With nothing added or dropped, copy the data that follows exactly.

--- Exercise data Enclosed Below ---

PR #14449, opened 2026-04-07
[6.x] Require 2FA/passkey verification after password reset

jasonvarga:
## Summary

- Prevent auto-login after password reset when the user has 2FA enabled. Instead, redirect to the 2FA challenge page so the user must complete the second factor before gaining access.
- Prevent auto-login after password reset when `allow_password_login_with_passkey` is `false` and the user has passkeys. Instead, redirect to the login page.
- Both checks apply to CP and front-end password reset flows.
- Add `ResetPasswordTest` covering all scenarios with a data provider for CP/web.

## Test plan

- [x] Existing auth tests pass
- [x] New `ResetPasswordTest` covers:
  - Password reset logs in user (baseline)
  - Password reset redirects to 2FA challenge when user has 2FA enabled
  - Password reset skips 2FA challenge when 2FA is globally disabled
  - Password reset does not auto-login when passkey login is enforced
  - Password reset still auto-logs in when passkey login is allowed
  - All scenarios tested for both CP and web endpoints

### DIFF
--- a/src/Auth/ResetsPasswords.php
+++ b/src/Auth/ResetsPasswords.php
@@ -12,7 +12,10 @@ use Illuminate\Support\Facades\Validator;
 use Illuminate\Support\Str;
 use Illuminate\Validation\Rules\Password as PasswordRules;
 use Illuminate\Validation\ValidationException;
+use Statamic\Events\TwoFactorAuthenticationChallenged;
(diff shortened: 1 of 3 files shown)


jasonvarga:
Opted for a simpler solution in #14454

PR #13843, opened 2026-02-06
[6.x] Combobox 2.0

duncanmcclean:
This pull request overhauls the Combobox component to make it faster, more accessible, and less janky.

The current implementation grew slow and messy as we (mostly I) patched edge cases during alpha/beta. After researching how other component libraries handle certain things, I picked up some ideas for improving our own - and this PR is the result. 

There's a lot of changes in this PR, so I've tried to list everything I can remember:

## Dropdown width
The options dropdown was previously as wide as the longest option. This meant we needed to measure the options in JS (which impacted performance) and resulted in weirdly aligned dropdowns like this:

Pasted image 20260205111313 1

<p></p>

To keep things tidy, the dropdown is now fixed to the width of the trigger. This does, however, mean that long options may be truncated. 

I've adjusted the widths of comboboxes in a few places to account for this after looking through the Control Panel in German 🇩🇪.

CleanShot 2026-02-06 at 14 36 01

<p></p>

I've also added an `adaptiveWidth` prop which lets you opt-in to the old behaviour where necessary. We use this in the site selector to handle options with varying lengths.

Closes #13615

## Dropdown height & virtualization
Previously, the options dropdown would expand to fit the available space. 

For example: if the combobox was at the top of the page, and it contained a lot of options, it'd take up a large chunk of the screen:

CleanShot 2026-02-06 at 14 57 23

<p></p>

As [recommended by Reka](https://reka-ui.com/docs/guides/virtualization#usage), the dropdown now has a max height of 300px.

Adding a max-height has meant we're able to get rid of the hacky min-heights added in #13489 to prevent squished options when resizing the viewport.

It also means that Reka's virtualizer works properly, allowing us to ditch our custom `Scrollbar` component and rely on the browser's scrollbar. 🎉

## Other improvements
* Fixed keyboard accessibility issues when `searchable="false"`
  * Fixes #13747
* Fixed focus clipping and `z-index` issue with the header site selector
  * Fixes #13704
* Opening the dropdown will now scroll to the selected option 
* The search query is now cleared when closing the dropdown
* Search results are now returned in the original order, rather than fuzzsort's relevance order
  * Fixes #14190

--- End of Enclosed Exercise data ---

§ **Output**:
PR #14449, opened 2026-04-07
[6.x] Require 2FA/passkey verification after password reset

jasonvarga:
## Summary

- Prevent auto-login after password reset when the user has 2FA enabled. Instead, redirect to the 2FA challenge page so the user must complete the second factor before gaining access.
- Prevent auto-login after password reset when `allow_password_login_with_passkey` is `false` and the user has passkeys. Instead, redirect to the login page.
- Both checks apply to CP and front-end password reset flows.
- Add `ResetPasswordTest` covering all scenarios with a data provider for CP/web.

## Test plan

- [x] Existing auth tests pass
- [x] New `ResetPasswordTest` covers:
  - Password reset logs in user (baseline)
  - Password reset redirects to 2FA challenge when user has 2FA enabled
  - Password reset skips 2FA challenge when 2FA is globally disabled
  - Password reset does not auto-login when passkey login is enforced
  - Password reset still auto-logs in when passkey login is allowed
  - All scenarios tested for both CP and web endpoints

### DIFF
--- a/src/Auth/ResetsPasswords.php
+++ b/src/Auth/ResetsPasswords.php
@@ -12,7 +12,10 @@ use Illuminate\Support\Facades\Validator;
 use Illuminate\Support\Str;
 use Illuminate\Validation\Rules\Password as PasswordRules;
 use Illuminate\Validation\ValidationException;
+use Statamic\Events\TwoFactorAuthenticationChallenged;
(diff shortened: 1 of 3 files shown)


jasonvarga:
Opted for a simpler solution in #14454

PR #13843, opened 2026-02-06
[6.x] Combobox 2.0

duncanmcclean:
This pull request overhauls the Combobox component to make it faster, more accessible, and less janky.

The current implementation grew slow and messy as we (mostly I) patched edge cases during alpha/beta. After researching how other component libraries handle certain things, I picked up some ideas for improving our own - and this PR is the result. 

There's a lot of changes in this PR, so I've tried to list everything I can remember:

## Dropdown width
The options dropdown was previously as wide as the longest option. This meant we needed to measure the options in JS (which impacted performance) and resulted in weirdly aligned dropdowns like this:

Pasted image 20260205111313 1

<p></p>

To keep things tidy, the dropdown is now fixed to the width of the trigger. This does, however, mean that long options may be truncated. 

I've adjusted the widths of comboboxes in a few places to account for this after looking through the Control Panel in German 🇩🇪.

CleanShot 2026-02-06 at 14 36 01

<p></p>

I've also added an `adaptiveWidth` prop which lets you opt-in to the old behaviour where necessary. We use this in the site selector to handle options with varying lengths.

Closes #13615

## Dropdown height & virtualization
Previously, the options dropdown would expand to fit the available space. 

For example: if the combobox was at the top of the page, and it contained a lot of options, it'd take up a large chunk of the screen:

CleanShot 2026-02-06 at 14 57 23

<p></p>

As [recommended by Reka](https://reka-ui.com/docs/guides/virtualization#usage), the dropdown now has a max height of 300px.

Adding a max-height has meant we're able to get rid of the hacky min-heights added in #13489 to prevent squished options when resizing the viewport.

It also means that Reka's virtualizer works properly, allowing us to ditch our custom `Scrollbar` component and rely on the browser's scrollbar. 🎉

## Other improvements
* Fixed keyboard accessibility issues when `searchable="false"`
  * Fixes #13747
* Fixed focus clipping and `z-index` issue with the header site selector
  * Fixes #13704
* Opening the dropdown will now scroll to the selected option 
* The search query is now cleared when closing the dropdown
* Search results are now returned in the original order, rather than fuzzsort's relevance order
  * Fixes #14190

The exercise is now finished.